In one embodiment, word2vec algorithm can be used in above-mentioned Text similarity computing, for example, to Chinese Wiki The participle data of encyclopaedia and the small item dictionary having built up merge training term vector, main business description to extraction or Commodity title or search key are segmented, and remove stop words, obtain the word insertion of URL, and calculate its cosine similarity.

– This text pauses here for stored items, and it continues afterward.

PR #1170, opened 2020-10-01
[XRAY] Router user id and group id support in values.yaml

peters95:
#### PR Checklist
- [X] Chart Version bumped
- [X] CHANGELOG.md updated
- [X] Title of the PR starts with chart name (e.g. `[artifactory]`)

Enables support for running all xray containers in a custom user id and/or group id range. Currently we support it in 4 out of the 5 containers in the xray pod through common.xrayUserId and common.xrayGroupId in values.yaml so this adds similar functionality but for the router container.

PTRENG-1120 required for Openshift to enable all containers to use a custom user and group id range.

Required for Openshift for customer fixes.

### DIFF
--- a/stable/xray/values.yaml
+++ b/stable/xray/values.yaml
@@ -367,6 +367,8 @@ common:
   # xrayVersion:
   xrayUserId: 1035
   xrayGroupId: 1035
+  routerUserId: 1117
+  routerGroupId: 1117
 
   # Xray configuration to be written to xray_config.yaml
   xrayConfig:
--- a/stable/xray/CHANGELOG.md
+++ b/stable/xray/CHANGELOG.md
@@ -1,6 +1,9 @@
 # JFrog Xray Chart Changelog
 All changes to this chart will be documented in this file.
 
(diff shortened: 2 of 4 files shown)


jefferyfry (approved):
LGTM

stable/xray/values.yaml
```diff
@@ -367,6 +367,8 @@ common:
   # xrayVersion:
   xrayUserId: 1035
   xrayGroupId: 1035
+  routerUserId: 1117
```
danielezer, line 370: I think this belongs in the router section of the values.yaml, i.e. .Values.router.userId and .Values.router.groupId
The common section is intended for values that are common for all of xray’s micro services

danielezer (changes requested):

vinayagg (commented):
Daniel has good point, other than that, LGTM

peters95:
The spec overrides the router container image. Normally router uses a different user 1117 vs 1035 but we can change our Openshift images instead to match this configuration instead of making changes to xray base chart.

PR #1260, opened 2020-11-13
[artifactory/ artifactory-ha] Update check for making tls keypair to use nginx.https.enabled

### LINKED ISSUE #1259: Chart makes tls.crt and tls.key even when Values.nginx.https.enabled = false
BUG REPORT

**Version of Helm and Kubernetes**: 2.x, 1.13

**Which chart**: artifactory-ha but also artifactory

**What happened**: The generated chart makes a tls.key and tls.crt when Values.nginx.https.enabled is set to false

**What you expected to happen**: It should not make those files

**How to reproduce it** (as minimally and precisely as possible): helm upgrade --install artifactory-ha --dry-run --debug --set nginx.https.enabled=false center/jfrog/artifactory-ha 

**Anything else we need to know**: pr incoming

anderm3:
#### PR Checklist
- [x] Chart Version bumped
- [x] CHANGELOG.md updated

**What this PR does / why we need it**: This PR updates the logic around making tls.key and tls.crt files so they are not made when nginx.https.enabled is false.

**Which issue this PR fixes** *(optional, in `fixes #<issue number>(, fixes #<issue_number>, ...)` format, will close that issue when PR gets merged)*: fixes #1259

I can add an additional check for nginx.enabled too if you would like but it looked a little gross when I wrote it initially which is why I left it out on this PR.

### DIFF
--- a/stable/artifactory-ha/CHANGELOG.md
+++ b/stable/artifactory-ha/CHANGELOG.md
@@ -1,6 +1,9 @@
 # JFrog Artifactory-ha Chart Changelog
 All changes to this chart will be documented in this file.
 
+## [4.4.6] - Nov 13, 2020
+* Fix issue with tls file generation when nginx.https.enabled is false
+
 ## [4.4.5] - Nov 9, 2020
 * Updated Artifactory version to 7.10.6 - [Release Notes](https://www.jfrog.com/confluence/display/JFROG/Artifactory+Release+Notes#ArtifactoryReleaseNotes-Artifactory7.10.6)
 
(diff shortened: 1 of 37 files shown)


anderm3:

rahulsadanandan:
@anderm3 
Thanks for your contribution. Would you mind adding the logic in `nginx-deployment.yaml` as well to handle the volumes and volumeMounts for ssl-certificates . Otherwise it would fail with `volume "ssl-certificates" : secret not found` when `nginx.https.enabled` is set to false

cc @chukka

chukka (approved):

rahulsadanandan (approved):
LGTM

chukka (approved):

PR #1329, opened 2021-01-05
[artifactory-ha] stateful set spec.serviceName should match the service created

kpirateone:
#### PR Checklist
- [x] Chart Version bumped
- [x] CHANGELOG.md updated

currently the service generated from artifactory service creates a service with name: `artifactory-ha.fullname`.  the artifactory-node-statefulset.yaml creates a spec.serviceName as `artifactory-ha.node.name`.  the service specified in the statefulset needs to align, particularly when addressing pods directly in kubernetes DNS : https://kubernetes.io/docs/concepts/workloads/controllers/statefulset/

this pr changes the service creation to have the same name as specified in the node statefulset spec.serviceName

none

@eldada @rimusz @danielezer

### DIFF
--- a/stable/artifactory-ha/CHANGELOG.md
+++ b/stable/artifactory-ha/CHANGELOG.md
@@ -1,6 +1,9 @@
 # JFrog Artifactory-ha Chart Changelog
 All changes to this chart will be documented in this file
 
+## [4.7.5] - Jan 05, 2020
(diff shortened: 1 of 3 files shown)


gitta-jfrog:
We decided not to implement this change as this might have impact on our current deployments.
In addition, the node sts should not be used anymore as only primary sts is in use.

For example, being for above-mentioned URL "/product/detail2.htm? the log of productId=928685056 " and URL be "/ Search/s.html? the log of q=%e7%ba%a2%e9%85%92 ", word2vec algorithm calculate separately first The corresponding word of the corresponding search key of word insertion vector sum Article 2 URL after URL corresponding commodity title participle be embedded in The cosine similarity of amount reflects identical user's motivation, expression is the same use if the similarity of the two is less than threshold value Family.

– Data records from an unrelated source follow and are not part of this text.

PR #1430, opened 2021-05-09
[artifactory][artifactory-ha] Allow overriding the urlStrictPolicy setting for webhooks

KierranM:
#### PR Checklist
- [ ] Chart Version bumped
- [x] CHANGELOG.md updated

This allows setting the `event.webhooks.urlStrictPolicy` setting, this is needed in environments where the webhook target is private. Without this you are unable to save a new webhook pointing at an internal service and the logs throw this error:
```
error validating webhook url: illegal private network: <internal ip here> [subscriptions]
```

I wasn't sure how to (or whether to) do the version bump since the changes to align the chart version with the app version.

### DIFF
--- a/stable/artifactory-ha/values.yaml
+++ b/stable/artifactory-ha/values.yaml
@@ -253,6 +253,11 @@ artifactory:
   openMetrics:
     enabled: false
 
+  webhooks:
+    ## when true private networks (loopback, RFC1918, RFC3927, and IPV6 unique local addresses) will not be allowed as
+    ## webhook targets
+    urlStrictPolicy: true
+
   # This directory is intended for use with NFS eventual configuration for HA
   haDataDir:
     enabled: false
@@ -610,6 +615,9 @@ artifactory:
     replicator:
       enabled: true
     {{- end }}
+    event:
+      webhooks:
+        urlStrictPolicy: {{ .Values.artifactory.webhooks.urlStrictPolicy }}
 
   ## IMPORTANT: If overriding artifactory.internalPort:
   ## DO NOT use port lower than 1024 as Artifactory runs as non-root and cannot bind to ports lower than 1024!
--- a/stable/artifactory-ha/values.yaml
+++ b/stable/artifactory-ha/values.yaml
@@ -253,7 +253,7 @@ artifactory:
   openMetrics:
     enabled: false
 
-  events:
+  event:
     webhooks:
       ## when true private networks (loopback, RFC1918, RFC3927, and IPV6 unique local addresses) will not be allowed as
       ## webhook targets
@@ -618,7 +618,7 @@ artifactory:
     {{- end }}
     event:
       webhooks:
-        urlStrictPolicy: {{ .Values.artifactory.events.webhooks.urlStrictPolicy }}
+        urlStrictPolicy: {{ .Values.artifactory.event.webhooks.urlStrictPolicy }}
 
   ## IMPORTANT: If overriding artifactory.internalPort:
   ## DO NOT use port lower than 1024 as Artifactory runs as non-root and cannot bind to ports lower than 1024!
--- a/stable/artifactory-ha/values.yaml
+++ b/stable/artifactory-ha/values.yaml
@@ -253,10 +253,11 @@ artifactory:
   openMetrics:
     enabled: false
 
-  webhooks:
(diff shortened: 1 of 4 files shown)


chukka:
@KierranM  Thanks for this contribution , we would like to review this internally and take it forward from there, This change will be part of 7.19.x release. Note: No further is action is needed from you .

stable/artifactory-ha/values.yaml
```diff
@@ -253,6 +253,11 @@ artifactory:
   openMetrics:
     enabled: false
 
+  webhooks:
```
chukka, line 256: @KierranM  please change this to events.webhooks.urlStrictPolicy : true

stable/artifactory-ha/values.yaml
```diff
@@ -610,6 +615,9 @@ artifactory:
     replicator:
       enabled: true
     {{- end }}
+    event:
+      webhooks:
+        urlStrictPolicy: {{ .Values.artifactory.webhooks.urlStrictPolicy }}
```
chukka, line 620: please change this to .Values.artifactory.events.webhooks.urlStrictPolicy

stable/artifactory/values.yaml
```diff
@@ -539,6 +544,9 @@ artifactory:
     replicator:
       enabled: true
     {{- end }}
+    event:
+      webhooks:
+        urlStrictPolicy: {{ .Values.artifactory.webhooks.urlStrictPolicy }}
```
chukka, line 549: please change this to .Values.artifactory.events.webhooks.urlStrictPolicy

stable/artifactory/values.yaml
```diff
@@ -209,6 +209,11 @@ artifactory:
   openMetrics:
     enabled: false
 
+  webhooks:
```
chukka, line 212: please change this to .events.webhooks.urlStrictPolicy: true

chukka (commented):
@KierranM Thanks for this contribution , Can you address these review comments, Post that we would like to review this internally and take it forward from there, This change will be part of 7.19.x release. Note: No further action will be  needed from you post these review comments

chukka (changes requested):
@KierranM just verified  with https://www.jfrog.com/confluence/display/JFROG/Artifactory+System+YAML , event should be root element (not under artifactory), Can you make corresponding changes

chukka:
@KierranM Also , thinking if we can set this to default false ? customers can enable by setting this to true as needed.

Also, looking at systemyaml configuration, by default it was true, was it not working with previous charts with adding any configuration ?

chukka:
@KierranM Can you please verify if it works without this PR (as default configuration is to allow `urlStrictPolicy` to true)

KierranM:
> @KierranM just verified with https://www.jfrog.com/confluence/display/JFROG/Artifactory+System+YAML , event should be root element (not under artifactory), Can you make corresponding changes

I'm currently away from a computer for the next few days, but I'll update this as soon as I'm back

KierranM:
> @KierranM Can you please verify if it works without this PR (as default configuration is to allow `urlStrictPolicy` to true)

The issue we're facing is _because_ it defaults to `true`. We need to be able to disable this setting otherwise we can't create webhooks pointing at internal APIs

chukka:
> > @KierranM just verified with https://www.jfrog.com/confluence/display/JFROG/Artifactory+System+YAML , event should be root element (not under artifactory), Can you make corresponding changes
> 
> I'm currently away from a computer for the next few days, but I'll update this as soon as I'm back

Sure

chukka:
@KierranM If you would like to modify default systemyaml (defined in values.yaml), you can make use of [systemYamlOverride](https://github.com/jfrog/charts/blob/master/stable/artifactory/values.yaml#L66) feature .I'm closing this

KierranM:
@chukka, it's true we _can_ use the override, but you can only override the _entire_ system yaml. Doing it this way means we have to check the source chart every time we do an upgrade (either chart version or artifactory version) and make sure we copy over any changes that have been made here. I'm concerned about the amount of potential for errors this manual process introduces.

Is there a particular reason you aren't willing to allow this to be configurable as a chart parameter?

chukka:
@KierranM I think `systemYamlOverride` approach is for advanced users. However , Its only one time configuration change and doesn't impact with chart changes going forward, you know what values can be in system.yaml . I prefer this approach  as you have complete control over systemyaml changes.

Our current systemyaml is already very lengthy and wouldn't want to overload with additional changes.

Step 140, user identifier is generated.
It further include the cookie mark new for the cookie mark generation of missing after carrying out user's identification, and according to Cookie mark generates user identifier.
In one embodiment, for being determined as two logs of identical user, the rule of new cookie mark are generated It is then: directly ignores if the cookie of two logs mark all exists, if the cookie mark of only one log lacks Lose, be then assigned to this log with the cookie mark of another log, otherwise according to IP, user-agent of log, access when Between three critical fielies come generate unique key be assigned to two missing cookie mark logs.Finally, being identical user Identical user identifier is generated, is that different users is close to generate according to three IP, user-agent, access time critical fielies Unique user identifier is generated for user in key.Specific generation method about user identifier belongs to the prior art, no longer superfluous herein It states.
According to the second aspect of the invention, a kind of user's identifying system is provided, which is based on spark platform and realizes this The user identification method of invention.Spark is a kind of expansible Data Analysis Platform, uses elasticity distribution formula data set RDD, Distributed memory parallel computation engine is provided, quickly iterative calculation, the calculating of Spark platform is supported to pass through operation RDD (bullet Property distributed data collection) Lai Jinhang, the operation to RDD include Map, mapPartition, flatMap, join, The operators such as Repartition, Filter, Union, GroupBy.
User's identifying system 200 shown in Figure 2, the system include User action log acquisition module 210, Yong Huhang For log integrity module 220, user behavior characteristics extraction module 230, bucket division module 240 and subscriber identification module 250 with And identifier generation module 260.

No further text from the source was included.